Buck’s was flying what he now considered the most demanding aircraft in the air-force inventory — the B-1B bomber. His initial preference had been fighters, hopefully F-16s, but somehow he lacked that special ingredient to be a fighter pilot. To the hotshot fighter jocks, it was a combination of coolness and confidence — not hesitating to press the outer edges of the envelope. To Buck, it was a mixture of cockiness and craziness — the word stupidity came to mind. His marks and flying skills would have secured him a seat in the next fighter class, but instead he selected the more sedate world of bombers, signing his young soul over to the stodgy Strategic Air Command. His nightmare was getting stuck in B-52Hs, those aging monsters that never seemed to die — most of them older than he or anyone else in STRATCOM for that matter. They were now relegated to a standoff attack role, carrying cruise missiles, both the older AGM-86B ALCM and the new AGM-129A Advanced Cruise Missile. But luck was with him, and he drew B-1Bs.
The stealthy, black batwing B-2A, whose production line had been terminated at a scant twenty aircraft, had been billed as the answer to everyone’s prayers.
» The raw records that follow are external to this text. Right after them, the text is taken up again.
PR #7993, opened 2025-08-28
Libpq: add arm support

Persson-dev:


Persson-dev:
The failing windows job should succeed if it's rerun, it has nothing to do with the package

PR #8015, opened 2025-08-31
sdl3webgpu: add package

e2fo2l:
### An extension for the SDL3 library for using WebGPU native.
https://github.com/eliemichel/sdl3webgpu

Based on the xmake.lua file for glfw3webgpu.

### DIFF
--- a/packages/s/sdl3webgpu/xmake.lua
+++ b/packages/s/sdl3webgpu/xmake.lua
@@ -3,10 +3,10 @@ package("sdl3webgpu")
     set_homepage("https://github.com/eliemichel/sdl3webgpu")
     set_license("MIT")
 
-    add_urls("https://github.com/eliemichel/sdl3webgpu/archive/refs/tags/$(version).tar.gz",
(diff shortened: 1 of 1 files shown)


e2fo2l:
It seems that like for sdl2webgpu, v1.0.0 is based on an older wgpu-native version, it needs to be fetched from a more recent commit

packages/s/sdl3webgpu/xmake.lua
```diff
@@ -0,0 +1,55 @@
...
+
+    on_install("windows|x64", "windows|x86", "linux|x86_64", "macosx|x86_64", "macosx|arm64", function (package)
+        if package:is_plat("macosx", "iphoneos") then
+            os.mv("sdl3webgpu.c", "sdl3webgpu.m")
+        end
+
+        io.writefile("xmake.lua", [[
+            add_rules("mode.debug", "mode.release")
+
+            add_requires("wgpu-native", "libsdl3")
```
waruqi, line 25: you need to add `add_deps` in package configuraion.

But despite its advertised superlative performance, Strategic Command still hadn’t figured out how to use it. Many felt the B-2As were too valuable and too few in numbers to risk. That left the ninety B-1Bs to carry the brunt of day-to-day operations.
Pulling up to the main gate at Dyess, Buck fumbled for his ID amid squealing brakes. The air-force gate guards were used to these clever maneuvers during major alerts and calmly waved him through, saluting politely as he passed. He ignored the posted twenty-five-mile-per-hour speed limit and the numerous stop signs between the gate and his squadron. In five minutes, he had parked next to the fence and bounded up the stairs to the squadron operations office on the second floor.
The cramped room overflowed with twice the usual number of officers and airmen; the noise level was deafening. The squadron executive officer was shouting into the phone with his finger in his other ear. He slammed the receiver down and shook his head.
“Stupid bastards,” he said out loud, “what do they expect me to do? Pull the fuel out of my ass?” He turned and spotted Buck. “There you are,” he yelled across the room, “what took you so long?”